Knowledge discovery of patients reviews on breast cancer drugs: Segmentation of side effects using machine learning techniques

Heliyon. 2024 Sep 26;10(19):e38563. doi: 10.1016/j.heliyon.2024.e38563. eCollection 2024 Oct 15.

Abstract

Breast cancer stands as the most frequently diagnosed life-threatening cancer among women worldwide. Understanding patients' drug experiences is essential to improving treatment strategies and outcomes. In this research, we conduct knowledge discovery on breast cancer drugs using patients' reviews. A new machine learning approach is developed by employing clustering, text mining and regression techniques. We first use Latent Dirichlet Allocation (LDA) technique to discover the main aspects of patients' experiences from the patients' reviews on breast cancer drugs. We also use Expectation-Maximization (EM) algorithm to segment the data based on patients' overall satisfaction.
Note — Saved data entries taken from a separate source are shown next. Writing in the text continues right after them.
Issue #502, opened 2022-10-13
Pre-Launch Tasks


pwltr:
Things to do before publishing Bitkit to the App Store.

### Tasks
- update AppleID in `About` and `EasterEgg` screens
- update About screen links
- remove `usesCleartextTraffic` from `AndroidManifest.xml`

Nuhvi:
should we close this now @pwltr?

pwltr:
No, these are tasks for when we do a full launch, meaning moving from Testflight to App Store. We also use some non TLS endpoints currently that we should swap at some point.

PR #1053, opened 2023-05-19
chore(wallet): Update Android Manifest

coreyphillips:
### Description
-Removes usesCleartextTraffic from AndroidManifest.xml.

### Linked Issues/Tasks
- #502

### Tests
- [x] No test

### QA Notes
- Ensure Android still functions and is able to make api requests as expected.

### DIFF
--- a/android/app/src/main/AndroidManifest.xml
+++ b/android/app/src/main/AndroidManifest.xml
@@ -12,9 +12,6 @@
     <uses-permission tools:node="remove" android:name="android.permission.READ_EXTERNAL_STORAGE" />
     <uses-permission tools:node="remove" android:name="android.permission.SYSTEM_ALERT_WINDOW" />
 
-    <!-- TODO: Remove this line before launch -->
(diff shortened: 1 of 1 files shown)


android/app/src/main/AndroidManifest.xml
```diff
@@ -12,9 +12,6 @@
     <uses-permission tools:node="remove" android:name="android.permission.READ_EXTERNAL_STORAGE" />
     <uses-permission tools:node="remove" android:name="android.permission.SYSTEM_ALERT_WINDOW" />
 
-    <!-- TODO: Remove this line before launch -->
-    <!-- android:usesCleartextTraffic="true" -->
```
pwltr, line 16: This is just a comment, the actual rule is further down (XML doesn't support inline comments). Not sure we want to remove this rule though, at the very least in development we want to connect to electrum servers over http.

pwltr (changes requested):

We then use the Forward Entry Regression technique to find the relationship between aspects of patients' experiences and drug's effectiveness in each segment. The textual reviews analysis on breast cancer drugs found 8 main side effects: Musculoskeletal Effects, Menopausal Effects, Dermatological Effects, Metabolic Effects, Gastrointestinal Effects, Neurological and Cognitive Effects, Respiratory Effects and Cardiovascular. The results are provided and discussed. The findings of this study are expected to offer valuable insights and practical guidance for prospective patients, aiding them in making informed decisions regarding breast cancer drug consumption.

Keywords: Breast cancer; Drugs; Knowledge discovery; Machine learning; Online reviews; Public health; Text mining.